Background and Aims The study objective was to compare the effectiveness of microwave ablation (MWA) and laparoscopic liver resection (LLR) on solitary 3–5‐cm HCC over time. Approach and Results From 2008 to 2019, 1289 patients from 12 hospitals were enrolled in this retrospective study. Diagnosis of all lesions were based on histopathology. Propensity score matching was used to balance all baseline variables between the two groups in 2008–2019 (n = 335 in each group) and 2014–2019 (n = 257 in each group) cohorts, respectively. For cohort 2008–2019, during a median follow‐up of 35.8 months, there were no differences in overall survival (OS) between MWA and LLR (HR: 0.88, 95% CI 0.65–1.19, p = 0.420), and MWA was inferior to LLR regarding disease‐free survival (DFS) (HR 1.36, 95% CI 1.05–1.75, p = 0.017).

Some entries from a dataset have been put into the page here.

PR #1503, opened 2023-07-06
Use await all in staker

pablomendezroyo:
Use await all in stakers configuration

### DIFF
--- a/packages/dappmanager/src/modules/stakerConfig/set/setStakerConfig.ts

For cohort 2014–2019, there was comparable OS (HR 0.85, 95% CI 0.56–1.30, p = 0.460) and approached statistical significance for DFS (HR 1.33, 95% CI 0.98–1.82, p = 0.071) between MWA and LLR. Subgroup analyses showed comparable OS in 3.1–4.0‐cm HCCs (HR 0.88, 95% CI 0.53–1.47, p = 0.630) and 4.1–5.0‐cm HCCs (HR 0.77, 95% CI 0.37–1.60, p = 0.483) between two modalities. For both cohorts, MWA shared comparable major complications (both p > 0.05), shorter hospitalization, and lower cost to LLR (all p < 0.001). Conclusions MWA might be a first‐line alternative to LLR for solitary 3–5‐cm HCC in selected patients with technical advances, especially for patients unsuitable for LLR.